# To do:
Exact copies of all records below are needed.

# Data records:
PR #2122, opened 2023-03-02
[WebSocketServer] Allow to use a custom `IncomingMessage` class

vansergen:
## Motivation

```javascript
import { IncomingMessage } from "node:http";
import { WebSocketServer } from "ws";
class MyIncomingMessage extends IncomingMessage {}
const wss = new WebSocketServer({ port: 8080, IncomingMessage: MyIncomingMessage }).on(
  "connection",
  (_ws, request) => {
    console.log(request instanceof MyIncomingMessage); // true
  }
);
```

### DIFF
--- a/doc/ws.md
+++ b/doc/ws.md
@@ -90,6 +90,9 @@ This class represents a WebSocket server. It extends the `EventEmitter`.
   - `verifyClient` {Function} A function which can be used to validate incoming
     connections. See description below. (Usage is discouraged: see
     [Issue #337](https://github.com/websockets/ws/issues/377#issuecomment-462152231))
+  - `IncomingMessage` {Function} Specifies the `IncomingMessage` class to be
+    used. Useful for extending the original `IncomingMessage`. _Defaults_ to
+    `http.IncomingMessage`
   - `WebSocket` {Function} Specifies the `WebSocket` class to be used. It must
     be extended from the original `WebSocket`. Defaults to `WebSocket`.
 - `callback` {Function}
--- a/lib/websocket-server.js
+++ b/lib/websocket-server.js
@@ -49,6 +49,8 @@ class WebSocketServer extends EventEmitter {
    * @param {Boolean} [options.skipUTF8Validation=false] Specifies whether or
    *     not to skip UTF-8 validation for text and close messages
    * @param {Function} [options.verifyClient] A hook to reject connections
+   * @param {Function} [options.IncomingMessage=IncomingMessage] Specifies the `IncomingMessage`
+   *     class to be used. Useful for extending the original `IncomingMessage`.
    * @param {Function} [options.WebSocket=WebSocket] Specifies the `WebSocket`
    *     class to use. It must be the `WebSocket` class or class that extends it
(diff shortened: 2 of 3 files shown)


lpinca:
This is already supported via the `server` option.

```js
const http = require('http');
const { WebSocketServer } = require('ws');

class MyIncomingMessage extends http.IncomingMessage {}
const server = http.createServer({ IncomingMessage: MyIncomingMessage });

const wss = new WebSocketServer({ server });

wss.on('connection', function (ws, request) {
  console.log(request instanceof MyIncomingMessage); // true
});

server.listen(8080);
```

lpinca:
The `server` and `noServer` options are preferable as they offer more control. The `port` option is just a quick way to start a server without customization and boilerplate code.

vansergen:
> This is already supported via the `server` option.

Actually, that is the reason why I created this PR - to simplify this (when the `server` is required).

> The `server` and `noServer` options are preferable as they offer more control. The `port` option is just a quick way to start a server without customization and boilerplate code.

Totally agree. One could have more flexibility with `server`/`noServer` options, but sometimes 

> without customization and boilerplate code

is exactly what is needed (416 responses by default). @lpinca I know you do not like adding extra options, but this one seems natural to me. We can use an extended `WebSocket` class with the `port` option. Why can't we extend the `IncomingMessage`?

vansergen:
> A custom `WebSocket` class is a `ws` thing. You can't pass it as an option to `http.createServer()`.

Agree, but we use things `backlog` in the `options` to customize an internally created server. Why could we customize it a bit more with `IncomingMessage`?

vansergen:
I mean events like `connection` and `upgrade` are a part of the Public API, right? The `request` variable is a part of it, so it could be nice to have a native option to extend it.

lpinca:
This opens the doors to every other option listed here https://nodejs.org/api/http.html#httpcreateserveroptions-requestlistener and here https://nodejs.org/api/https.html#httpscreateserveroptions-requestlistener. I don't want that when the `server` option exists.

What are the benefits of supporting this option? A total of ~10 lines of boilerplate code removed? Sorry but the cons outweigh the pros.

vansergen:
> This opens the doors to every other option listed here https://nodejs.org/api/http.html#httpcreateserveroptions-requestlistener

I disagree. The server itself(when the `port` options is used) is not exposed as a part of the Public API. So, there is no need to support those options at all, but the `IncomingMessage` is (`connection` event etc.). That's why I suggest to include only this option.

lpinca:
> The server itself(when the `port` options is used) is not exposed as a part of the Public API. So, there is no need to support those options at all, but the `IncomingMessage` is (`connection` event etc.). That's why I suggest to include only this option.

It does not matter. If the `IncomingMessage` option is supported why `ServerResponse`, `insecureHTTPParser`, etc. are not. They are all options of `http.createServer()` and the next time someone like you want to support one of those options I can't say no because there is a precedent. The user argument will be "But the `IncomingMessage` option is supported!".

Again, the `server` option already allows to do this easily so it does not make sense to me.

lpinca:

# Answer to the exercise:
PR #2122, opened 2023-03-02
[WebSocketServer] Allow to use a custom `IncomingMessage` class

vansergen:
## Motivation

```javascript
import { IncomingMessage } from "node:http";
import { WebSocketServer } from "ws";
class MyIncomingMessage extends IncomingMessage {}
const wss = new WebSocketServer({ port: 8080, IncomingMessage: MyIncomingMessage }).on(
  "connection",
  (_ws, request) => {
    console.log(request instanceof MyIncomingMessage); // true
  }
);
```

### DIFF
--- a/doc/ws.md
+++ b/doc/ws.md
@@ -90,6 +90,9 @@ This class represents a WebSocket server. It extends the `EventEmitter`.
   - `verifyClient` {Function} A function which can be used to validate incoming
     connections. See description below. (Usage is discouraged: see
     [Issue #337](https://github.com/websockets/ws/issues/377#issuecomment-462152231))
+  - `IncomingMessage` {Function} Specifies the `IncomingMessage` class to be
+    used. Useful for extending the original `IncomingMessage`. _Defaults_ to
+    `http.IncomingMessage`
   - `WebSocket` {Function} Specifies the `WebSocket` class to be used. It must
     be extended from the original `WebSocket`. Defaults to `WebSocket`.
 - `callback` {Function}
--- a/lib/websocket-server.js
+++ b/lib/websocket-server.js
@@ -49,6 +49,8 @@ class WebSocketServer extends EventEmitter {
    * @param {Boolean} [options.skipUTF8Validation=false] Specifies whether or
    *     not to skip UTF-8 validation for text and close messages
    * @param {Function} [options.verifyClient] A hook to reject connections
+   * @param {Function} [options.IncomingMessage=IncomingMessage] Specifies the `IncomingMessage`
+   *     class to be used. Useful for extending the original `IncomingMessage`.
    * @param {Function} [options.WebSocket=WebSocket] Specifies the `WebSocket`
    *     class to use. It must be the `WebSocket` class or class that extends it
(diff shortened: 2 of 3 files shown)


lpinca:
This is already supported via the `server` option.

```js
const http = require('http');
const { WebSocketServer } = require('ws');

class MyIncomingMessage extends http.IncomingMessage {}
const server = http.createServer({ IncomingMessage: MyIncomingMessage });

const wss = new WebSocketServer({ server });

wss.on('connection', function (ws, request) {
  console.log(request instanceof MyIncomingMessage); // true
});

server.listen(8080);
```

lpinca:
The `server` and `noServer` options are preferable as they offer more control. The `port` option is just a quick way to start a server without customization and boilerplate code.

vansergen:
> This is already supported via the `server` option.

Actually, that is the reason why I created this PR - to simplify this (when the `server` is required).

> The `server` and `noServer` options are preferable as they offer more control. The `port` option is just a quick way to start a server without customization and boilerplate code.

Totally agree. One could have more flexibility with `server`/`noServer` options, but sometimes 

> without customization and boilerplate code

is exactly what is needed (416 responses by default). @lpinca I know you do not like adding extra options, but this one seems natural to me. We can use an extended `WebSocket` class with the `port` option. Why can't we extend the `IncomingMessage`?

vansergen:
> A custom `WebSocket` class is a `ws` thing. You can't pass it as an option to `http.createServer()`.

Agree, but we use things `backlog` in the `options` to customize an internally created server. Why could we customize it a bit more with `IncomingMessage`?

vansergen:
I mean events like `connection` and `upgrade` are a part of the Public API, right? The `request` variable is a part of it, so it could be nice to have a native option to extend it.

lpinca:
This opens the doors to every other option listed here https://nodejs.org/api/http.html#httpcreateserveroptions-requestlistener and here https://nodejs.org/api/https.html#httpscreateserveroptions-requestlistener. I don't want that when the `server` option exists.

What are the benefits of supporting this option? A total of ~10 lines of boilerplate code removed? Sorry but the cons outweigh the pros.

vansergen:
> This opens the doors to every other option listed here https://nodejs.org/api/http.html#httpcreateserveroptions-requestlistener

I disagree. The server itself(when the `port` options is used) is not exposed as a part of the Public API. So, there is no need to support those options at all, but the `IncomingMessage` is (`connection` event etc.). That's why I suggest to include only this option.

lpinca:
> The server itself(when the `port` options is used) is not exposed as a part of the Public API. So, there is no need to support those options at all, but the `IncomingMessage` is (`connection` event etc.). That's why I suggest to include only this option.

It does not matter. If the `IncomingMessage` option is supported why `ServerResponse`, `insecureHTTPParser`, etc. are not. They are all options of `http.createServer()` and the next time someone like you want to support one of those options I can't say no because there is a precedent. The user argument will be "But the `IncomingMessage` option is supported!".

Again, the `server` option already allows to do this easily so it does not make sense to me.

lpinca:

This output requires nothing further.